Don’t ever say SEGA never gave you anything. After SEGA scored universal praise for its beloved strategy game classic Valkyria Chronicles, released back in 2008, fans were eager for more. Alas, a decade of hardship was all that awaited the franchise, a struggle harder than the wars that take place within the games themselves. Several Saturday morning cartoon sequels on the PSP and an ill-inspired reboot made fans feels SEGA missed the whole point of what made the initial game so magical in the first place.

But in 2018, SEGA finally put its foot down and delivered the sequels fans wanted an entire decade later.

Valkyria Chronicles 4 revived the raw, emotional storytelling that elevated its predecessor into the stratosphere. “Playing an anime” has become commonplace since Valkyria Chronicles revolutionalized the idea on the PlayStation 3, but regardless, SEGA’s graphic engine still delivered a powerful look on war and feels like it hadn’t aged a day.

Smoother gameplay and the smarter tactics were nice, but by far, what fans truly wanted was to just be touched like they were ten years prior, meaning that Valkyria Chronicles 4’s true champion was nostalgic. If we didn’t have to wait ten years for this game, would it have had the same impact?

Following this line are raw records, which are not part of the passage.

PR #3496, opened 2020-08-12
Remove deprecated APIs: org.sonar.api.batch.ScannerSide

### LINKED ISSUE #3473: Remove deprecated APIs: org.sonar.api.batch.ScannerSide
Remove usage of org.sonar.api.batch.ScannerSide from:

AbstractRulesDefinition, CodeCoverageProvider, CoverageAggregator, CSharpSonarRulesDefinition, DotNetPluginMetadata, PropertiesSensor, ProtobufDataImporter, ProtobufImporters, RoslynDataImporter, UnitTestResultsAggregator, UnitTestResultsProvider, VbNetSonarRulesDefinition
AbstractProjectConfiguration, AbstractSolutionConfiguration, EncodingPerFile, ReportPathCollector

andrei-epure-sonarsource:
Fixes #3473


andrei-epure-sonarsource:
Before I can consider this to be ready for review, I need to add more complex ITs that test how imports work for a solution with multiple projects, with different project-level settings (if possible) and test:
- import of metrics
- import of issues
- coverage and UT results

andrei-epure-sonarsource:
This depends on  #3506.

sonar-dotnet-shared-library/src/main/java/org/sonarsource/dotnet/shared/plugins/PropertiesSensor.java
```diff
@@ -22,10 +22,10 @@
 import java.nio.file.Path;
 import java.util.List;
 import java.util.stream.Collectors;
-import org.sonar.api.batch.ScannerSide;
 import org.sonar.api.batch.sensor.Sensor;
 import org.sonar.api.batch.sensor.SensorContext;
 import org.sonar.api.batch.sensor.SensorDescriptor;
+import org.sonar.api.scanner.ScannerSide;
```
pavel-mikula-sonarsource, line 28: `PropertiesSensor` needs to run on each Module to feed the `reportPathCollector`.
IF this works then I don't understand WHY it works 😕 ITs are failing on timeout so I'm not sure if this works.

Do you know how this works on scanner side?

sonar-dotnet-shared-library/src/main/java/org/sonarsource/dotnet/shared/plugins/AbstractSolutionConfiguration.java
```diff
@@ -19,8 +19,7 @@
  */
 package org.sonarsource.dotnet.shared.plugins;
 
-import org.sonar.api.batch.InstantiationStrategy;
-import org.sonar.api.batch.ScannerSide;
+import org.sonar.api.scanner.ScannerSide;
```
pavel-mikula-sonarsource, line 22: Ah, I missed existence of this class when adding `AbstractLanguageConfiguration`. Can we remove this class and move it's content there?

I prefer `LanguageConfiguration` over `SolutionConfiguration` in this context.

pavel-mikula-sonarsource (changes requested):
We'll need to cleanup the mess I created 👼

sonar-dotnet-shared-library/src/main/java/org/sonarsource/dotnet/shared/plugins/PropertiesSensor.java
andrei-epure-sonarsource: ITs work locally, I tested that before sending the PR. 

I will try and do some tests

sonar-dotnet-shared-library/src/test/java/org/sonarsource/dotnet/shared/plugins/AbstractLanguageConfigurationTest.java
```diff
@@ -73,6 +73,36 @@ public void vulnerabilityCategories_reads_configuration() {
...
+    Configuration configuration = mock(Configuration.class);
+    when(configuration.getBoolean("sonar.cs.analyzeGeneratedCode")).thenReturn(Optional.of(false));
+
+    AbstractLanguageConfiguration config = createConfiguration(configuration);
+
+    assertThat(config.analyzeGeneratedCode()).isFalse();
+  }
+
+  @Test
+  public void analyzeGeneratedCodeIsEmpty() {
```
pavel-mikula-sonarsource, line 97: It's not clear what's expected result from the test name. Can we rename it to `analyzeGeneratedCodeIsFalseByDefault`?

sonar-dotnet-shared-library/src/test/java/org/sonarsource/dotnet/shared/plugins/AbstractLanguageConfigurationTest.java
```diff
@@ -73,6 +73,36 @@ public void vulnerabilityCategories_reads_configuration() {
...
+    Configuration configuration = mock(Configuration.class);
+    when(configuration.getBoolean("sonar.cs.analyzeGeneratedCode")).thenReturn(Optional.empty());
```
pavel-mikula-sonarsource, line 99: Can this line be removed for authenticity? In normal scenario, the line would be missing and reading of the configuration will deal with the `Optional` stuff.

I would not add another test.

I’m not sure, but was the wait worth it for those ten years? Absolutely!

Octopath Traveler

We end our list where we first got started with a game that paints itself as a classic experience but at it’s core is much more modern than you might tell.

Inspired by the likes of Super Nintendo favorites Romancing SaGa 3 and Final Fantasy VIOctopath Traveler might look like its trying to pull off what Bravely Default did half a decade early. However, unlike Bravely Default, which very much follows classic JRPG progression, Octopath Traveler is no different from every other open-world, fetch quest, grind-heavy, non-linear RPG on the market these days.

And while I tend to not be able to stand that sort of game, for me, Octopath Traveler’s stunning retro presentation, beautiful musical score, and smart battle system make up for that. Created by the same producer who made Bravely Default, this game lifts the battle system to higher levels, creating deep customization and synergies between the eight main characters .

This game was marketed as a throwback to classic JRPGs, but it is anything but that. Those looking for Final Fantasy VI… look elsewhere.

True, the mission structure can be VERY mechanical at times (enter town, talk to villager, complete a quest, dungeon, proft!) and the dialogue is a it wordy, but what you sit back and take it in at your own pace, feeling no pressure to beat it or move on, Octopath Traveler comes together as the most complete mix of old and new.


Thanks for reading along with us! As a lifelong fan of this genre, I can safely say that I am in a much higher place leaving this decade than I was entering it. The classic JRPG studios seem to have found their souls again, and Final Fantasy, Persona, Dragon Quest, and a host of newcomers are operating on all fronts once again, seemingly learning from the  mistakes of the previous generation.

The PlayStation 4 and Nintendo Switch should be able to carry us along for a few more years to come.